I don’t really know if this is “Mexican” but it does have some Mexican flavors, so that’s what I’m going with…again, name suggestions accepted and appreciated.
Mexican Omlettes (2)
- 1 medium potato, diced
- 1/2 yellow pepper, diced
- large handful of spinach
- cooking oil
- 4 eggs
- 2 tablespoons milk
- mature or sharp cheddar, grated
- 3-4 small vine-ripened tomatoes, chopped
- 1 green onion, thinly sliced
- 1 bunch of fresh cilantro/coriander, chopped
- ground cayenne
- ground paprika – I like mine really smokey
- freshly ground pepper
- sour cream (completely optional)
Mix the tomatoes, green onion and coriander. Add a tiny bit of salt and stir to mix. Set aside. With a whisk, beat the eggs and milk together. Season with a little salt, pepper, and cayenne. Set aside.

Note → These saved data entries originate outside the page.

PR #2527, opened 2026-08-20
OWASP test generation: parity fixes and Architect integration

alexeyhramov123:
## Summary
Fixes 4 reported OWASP generation issues, plus 3 more found during a consistency audit against the sibling Garak feature:

**Originally reported:**
- Architect chat had no tool to generate OWASP or Garak test sets — registered both (`mcp_tools.yaml`).
- The test set table didn't pick up a completed OWASP generation without a manual reload — added cache invalidation on generation start, mirroring Garak.
- OWASP generation completion wasn't surfaced as an in-app notification, unlike Garak/plain generation — added the missing decorator.
- Generated test topics could drift from the canonical casing (e.g. "improper output handling" instead of "LLM05: Improper Output Handling") because the LLM's echoed `topic` field was trusted instead of the computed one — now overwritten deterministically for both single- and multi-turn generation.

**Found auditing OWASP against its Garak sibling for consistency:**
- OWASP generation wasn't gated by the test-generation quota, unlike every other generation endpoint — real quota-bypass bug, now gated.
- Garak's dynamic-probe generation had no `model_id` override, unlike OWASP and the plain generator — added end-to-end (schema, router, UI model selector).
- `GarakImportDrawer.tsx` actually hosted both Garak and OWASP flows despite its name; a dead standalone `OwaspGenerateDrawer.tsx` was never imported anywhere — renamed to `SecurityTestDrawer` and deleted the dead file.

Also added test coverage that was missing on the Garak side: OWASP router dispatch tests, OWASP service tests, and Garak tasks in the notification-decorator ordering guard.

## Test plan
- [x] Backend: full pytest suite green (`apps/backend`), including new dispatch/quota/service tests
- [x] SDK: `make test` green, including new topic-casing coverage
- [x] Frontend: jest, type-check, ESLint, Prettier, hardcoded-styles scan all green
- [x] Both community/EE-boundary checks green
- [x] `mcp_tools.yaml` schema validation green


harry-rhesis:
@alexeyhramov123 terrific work, thank you so much!

PR #2560, opened 2026-08-21
Add VolumeSnapshotClass for prd PVC snapshots

### LINKED ISSUE #1691: **Severity: MEDIUM — Reliability (production)**
**Severity: MEDIUM — Reliability (production)**

SingleBinary Loki with `replicas: 1`, `replication_factor: 1`, and filesystem storage is fine for dev/stg, but in production this is a single point of failure with no data durability beyond the PVC. If the node fails before data is flushed, recent logs are lost.

**Suggestion:** For a follow-up, consider switching `storage.type` to `gcs` with a dedicated bucket for prd — that gives durability independent of PVC lifecycle. At minimum, ensure PVC snapshots are enabled via a VolumeSnapshotClass.

_Originally posted by @harry-rhesis in https://github.com/rhesis-ai/rhesis/pull/1592#discussion_r3080038934_

asad-miah:
## Purpose

Loki runs as SingleBinary in prd with `replicas: 1`, `replication_factor: 1`, and filesystem storage, so it has no data durability beyond its PVC — if the node fails before data is flushed, recent logs are lost. This adds the minimum safeguard called out in the linked issue: a VolumeSnapshotClass so PVC snapshots are possible in prd.

## What Changed

- Added `kubernetes/clusters/prd/volumesnapshotclass.yaml`, a `VolumeSnapshotClass` (`pd-retain`) using the GKE persistent-disk CSI driver (`pd.csi.storage.gke.io`), marked as the cluster default, with `deletionPolicy: Retain` so deleting a snapshot object never deletes the underlying disk snapshot.
- Wired it into `kubernetes/clusters/prd/kustomization.yaml` so ArgoCD syncs it with the rest of the prd stack.

## Additional Context

- Closes #1691.
- Scoped to prd only, matching the issue's severity ("Reliability (production)") and the review comment it originated from. The bigger recommendation in that same comment — switching Loki's `storage.type` to `gcs` — is called out there as a separate follow-up, not part of this change.
- This only makes PVC snapshots *possible*; it doesn't itself schedule automatic snapshots. Actually snapshotting the Loki PVC on a schedule (e.g. via a CronJob or a backup tool) would be a further follow-up.

## Testing

Rendered the full prd kustomization locally to confirm it builds cleanly and the new resource appears as expected:

```bash
kubectl kustomize kubernetes/clusters/prd
```

### DIFF
--- a/kubernetes/clusters/prd/kustomization.yaml
+++ b/kubernetes/clusters/prd/kustomization.yaml
@@ -22,6 +22,7 @@ resources:
   # Monitoring stack (sync-wave on each wrapper defers grafana-resources until CRDs exist)
   - grafana-operator.yaml
   - kube-prometheus-stack.yaml
+  - volumesnapshotclass.yaml
   - loki.yaml
   - alloy.yaml
   - grafana-resources.yaml
--- a/kubernetes/clusters/prd/volumesnapshotclass.yaml
+++ b/kubernetes/clusters/prd/volumesnapshotclass.yaml
@@ -1,0 +1,11 @@
+# Makes PVC snapshots possible in prd (e.g. for Loki's filesystem storage, which has no
+# durability beyond its PVC). Retain so a deleted VolumeSnapshot never takes the underlying
+# disk snapshot with it.
+apiVersion: snapshot.storage.k8s.io/v1
+kind: VolumeSnapshotClass
+metadata:
+  name: pd-retain
+  annotations:
+    snapshot.storage.k8s.io/is-default-class: "true"
+driver: pd.csi.storage.gke.io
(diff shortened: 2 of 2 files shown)


harry-rhesis (approved):
Thanks, Asad. Clean, minimal, correct. The `deletionPolicy: Retain` is the right call for production, and removing the default-class annotation (addressing peqy's comment) avoids silently opting every other PVC into Retain-forever snapshots.

Good separation of concerns from the broader Loki durability work too. The PR description is clear that GCS storage is a separate follow-up and this only enables manual/scheduled snapshots.

No issues. Looks good.

PR #2604, opened 2026-08-26
feat(connector): persist execution traces instead of logging only

### LINKED ISSUE #2502: connector: execution traces are acknowledged but never persisted (existing TODO)
## Summary

The SDK connector endpoint for execution traces (`POST` trace receiver in `apps/backend/src/rhesis/backend/app/routers/connector.py`) validates project membership, logs the trace, and returns `{"status": "received"}` — but never persists it:

```python
# TODO: Store trace in database for analytics
# For now, traces are logged

return TraceResponse(status="received")
```

From the SDK caller's perspective the contract looks durable ("received"), but the trace only exists in server logs and is lost on rotation/restart. This reads as silent data loss for an observability feature: a user wiring `@connector`-style tracing for analytics gets a success response and then finds nothing to query.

Heat some oil in frying pan. Add potatoes and season generously with paprika, cayenne, and salt. Cook at medium high so that the potatoes form a nice crisp crust. Once potatoes are nearly cooked through, add the chopped yellow pepper.
Cook until yellow pepper is tender. Add spinach and cook until wilted.
Remove from pan. Heat some butter or oil (whatever you prefer to cook your eggs in) and pour in 1/2 of egg mixture. Cook gently until nearly cooked through. Add 1/2 of the potato mixture.
Sprinkle with grated cheddar.
Let cook briefly to allow cheese to melt. Place on plate and top with 1/2 of the tomato mixtures. Add a dab of sour cream. Repeat to make second omelette and enjoy with someone you love.